In SA, as in the rest of Africa, there is a two-fold problem with critical care services. First, the lack of critical care units within healthcare systems, and secondly, the large distances between critical care units. This leads to the potential that many patients will require transportation between facilities or the retrieval of patients from facilities that do not have the resources to treat them. Practitioners performing these risky transfers need appropriate training to safely perform them, which necessitates the need for a clear and considered standard.
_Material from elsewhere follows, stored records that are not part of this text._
PR #8192, opened 2026-08-31
fix(templates): propagate step-level template Pod fields to workflow spec

buarki:
Ref: https://linear.app/kubeshop/issue/TKC-6727/step-level-templates-silently-drop-podvolumes-k8s-rejects-job

Step-level templates (steps[].template, steps[].use[]) silently dropped Pod fields. When a template declared container.volumeMounts backed by pod.volumes, kube-apiserver rejected the Job with `volumeMounts[N].name: Not found`. Step has no Pod field (Pod is workflow-scoped), so the merger now propagates the template's Pod up to the enclosing workflow spec.

Reported by customer support.

### DIFF
--- a/pkg/testworkflows/testworkflowresolver/apply_test.go
+++ b/pkg/testworkflows/testworkflowresolver/apply_test.go
@@ -373,12 +373,6 @@ func TestApplyTemplatesStepIgnorePod(t *testing.T) {
 	assert.Equal(t, want, s)
 }
 
-// TestApplyTemplatesStepPropagatesPodViaUse asserts that a step-level template
-// referenced via steps[].use[] contributes its Pod fields to the enclosing spec.
-// Regression guard: when the merger silently drops these fields, K8s API rejects
-// the resulting Job with `spec.template.spec.containers[0].volumeMounts[N].name:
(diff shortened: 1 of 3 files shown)


buarki:
@greptile

buarki:
@testkube

buarki:
@greptile

buarki:
@greptile

buarki:
@greptile

pkg/testworkflows/testworkflowresolver/apply_test.go
```diff
@@ -365,18 +365,159 @@ func TestApplyTemplatesStepBasic(t *testing.T) {
...
+								LocalObjectReference: corev1.LocalObjectReference{Name: cmName},
+							},
+						},
+					}},
+				},
+			},
+		}
+	}
+
+	cases := map[string]func() (testworkflowsv1.Step, *testworkflowsv1.TestWorkflowSpec, map[string]*testworkflowsv1.TestWorkflowTemplate){
```
dejanzele: Check if it can be refactored either as a pure table-driven test or separate in nested `t.Run()`, this hybrid approach seems off to me.

dejanzele (approved):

In all components compared, the universities offering BEMC were more similar than they were different. However, in the context of high adverse event rates, it is likely that these programmes may not adequately prepare graduates for CCT. Additionally, it is unclear whether the components taught are relevant to the SA patient population and healthcare system context. Further research in the field will need to be conducted with a focus on these missing elements of the curriculum, including student preparedness for the clinical environment. Postgraduate educational programmes might need to be developed to equip emergency care practitioners to function in this environment safely.